Prime numbers are fascinating. They are the atoms from which all natural numbers are built. Why is it so difficult to tell for certain if an arbitrary number is prime? And even more difficult to split the number into its factors, if it is not prime?
Many questions arise in connection with prime numbers, and many of them are still not answered. In some cases not even a hypothesis exists because there are not enough known examples. It is interesting that everyone who has a computer with an Internet connection can help to extend the known data. Some hints are in the links at the bottom of this page.
Among the many programs I've written so far are some that deal with prime numbers (esp. those that satisfy certain formulas), amicable numbers, Golomb rulers, natural constants (like Pi), and so on.
Since late 1996 I run some number theoretical programs on my site which use up every available CPU cycle. It goes without saying that - not only for this reason - all my computers run 24 hours a day.
The core of my programs is an efficient primality test and factorization function. Although perhaps not optimal, it is able to handle numbers with up to 70 digits in reasonable time. Its strategy can be descibed roughly like this:
The naive method to factorize a number (trial divisons) is much too slow for numbers with more than 12 digits. There are a number of primality tests and factorization algorithms which are better but might not yield a result under certain conditions. This is especially the case if a limit for the running time of the algorithm is given.
An interesting fact is that many primality tests require the factorization of certain auxiliary numbers, and the factorization methods require efficient primality tests (eg. to test the found factors). So they call each other mutually recursively. Fortunately the handled numbers decrease by at least factor 2 with each call, so that the recursion ends (sooner or later :-).
Because of this, my function combines several of these methods in a way so that information which is obtained during earlier calculations can be used in the next calculation. If a trace level > 0 is activated one can see exactly like in this example how the function works. It correctly factors the Carmichael number 999905550669144001 into the three factors 264559, 529117, and 7143067, using an upper bound for trial divisions of only 100. With a larger upper bound (up to a maximum of 10 million) the amount of recursion would be smaller.
My programs run since months without any fault, so they seem to be stable. Additionally there is some protection against calculation errors (Pentium ;-) built in.

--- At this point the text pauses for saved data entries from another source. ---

PR #6254, opened 2024-02-25
zcDate->output() - allow calendar override

drbyte:
Ref: https://github.com/zencart/zencart/pull/6239#issuecomment-1962285093
Ref: #6229 

@piloujp 

If someone wants to override the calendar used with `$zcDate->output()`, they can pass the desired calendar-related locale.

### DIFF
--- a/includes/classes/zcDate.php
+++ b/includes/classes/zcDate.php
@@ -142,10 +142,11 @@ class zcDate extends base
     /**
      * @param string $format  output method should start with a strftime-format string
      * @param int    $timestamp
+     * @param string|null $calendar_locale Optional calendar-related locale. eg: 'ja_JP@calendar=japanese'
      *
      * @return false|string
      */
-    public function output(string $format, int $timestamp = 0)
+    public function output(string $format, int $timestamp = 0, ?string $calendar_locale = null)
     {
         if ($timestamp === 0) {
             $timestamp = time();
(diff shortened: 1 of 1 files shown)


drbyte:
> But doing so makes a permanent change, whatever the language is set to...

... and you WOULD want that for any specific store, right? 

Example: For your Japanese pack, you're already hard-coding changes based on locale, etc, and the entire site is using that locale, correct?

drbyte:
Okay, good points.

I think there's a workaround:
If you call this with `null`, it will use PHP's fallback to configured locale, instead of defaulting to Gregorian:
`$zcDate->setCalendarType(null);`

... but you have to call it after the language subsystem is loaded (or, at least after the locale is set when language files load), so you could probably test it by putting `$zcDate->setCalendarType(null);` into a file in the language's `extra_definitions` folder.

Does that allow it to work as expected?  Or is this something that truly needs to be called "every" time someone calls `$zcDate->output()`? (there are a lot of places where ->output() is used)

piloujp:
> ... but you have to call it after the language subsystem is loaded (or, at least after the locale is set when language files load), so you could probably test it by putting `$zcDate->setCalendarType(null);` into a file in the language's `extra_definitions` folder.

@drbyte 
I got 'Undefined variable $zcDate' when I put it in language file.
`null` parameter is generally same as `Gregorian` except if calendar has been set differently in php.ini.

piloujp:
@drbyte 
The more I look at it, the less I can see a good solution. Global calendar change, even language switchable, is not good. There are 17 files in ZC that use `$zcDate->output` (36 occurrences) according to developer tool. Some of them should not use traditional calendars like in payment modules. Others that just need formatting for calculations should not either...
Only dates displayed should be able to use different calendars, not 'timestamp type' dates used for export, saving or calculations.

drbyte:
Okay. I've reworked it to allow setting the calendar during calls to `->output()` instead. That way if one wants the override for a certain situation, they can use it there.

In December 1999 I discovered that I could speed up my programs by changing a constant. This unexpectedly (how could I be so naive?) revealed some bugs in my programs. Luckily all of these were guarded by assertions. After some debugging I improved the code, and now everything runs fine again.
Between Jan 16 and Jan 23, 2000 I discovered a pair of Amicable Numbers that was unknown to date:
1640320645088 = 2^5*59*199*4365899 1660299754912 = 2^5*269*349*419*1319
The funny thing about this pair is that some people thought all Amicable Numbers in the range 1012 to 1013 were already known.

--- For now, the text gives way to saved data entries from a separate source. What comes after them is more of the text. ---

PR #6258, opened 2024-02-26
Coupon admin: referrer-help missing examples

lat9:
The referrer-help popover in the coupon admin is currently missing its examples:
image

This update to the associated language file provides that correction:
image


neekfenwick:
Thank you for this, however isn't this obviated by the newer UI that I added, in which I forgot to update the help text?  I believe that was merged.

image

It's all this gubbins (plus javascript support).
https://github.com/zencart/zencart/blob/82af1e1a04433941eea799416c2ebce271b23f51/admin/coupon_admin.php#L1010-L1029

Would you like me to make a PR with suitable help text?

Interesting that the fix here was to introduce HTML to the help text constant, and not html-escape the value where it is used at https://github.com/zencart/zencart/blob/82af1e1a04433941eea799416c2ebce271b23f51/admin/coupon_admin.php#L1010

I guess it doesn't matter a great deal and would be less readable with a function call around the use of a constant.

drbyte:
> Would you like me to make a PR with suitable help text?

Yes please.

neekfenwick:
> > Would you like me to make a PR with suitable help text?
> 
> Yes please.

Aye aye, cap'n, please see PR #6265.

In late January 2000 I discovered a chain of four Amicable Numbers that was unknown to date:
1420500714850 = 2*5^2*7*109*37234619 1626780585950 = 2*5^2*13*43*89*653969 1745036416450 = 2*5^2*683*1187*43049 1508297544350 = 2*5^2*29*109*9543167
On Feb 13, 2000 I sped up my programs by another 50% by implementing a better primality test for "small" numbers (smaller than 1012). Also since that time all discoveries are attached an exact time stamp.
On October 16, 2003 I discovered another chain of four Amicable Numbers that was unknown to date:
741158497112 = 2^3*11*71*79*1501561 815660984488 = 2^3*7*53*274818391 965162195672 = 2^3*1637*4481*16447 846136631848 = 2^3*2011*52594271
The funny thing about this one is that I only found out on Jun 30, 2004 that I had discovered this sequence. All the time I hadn't checked the log file!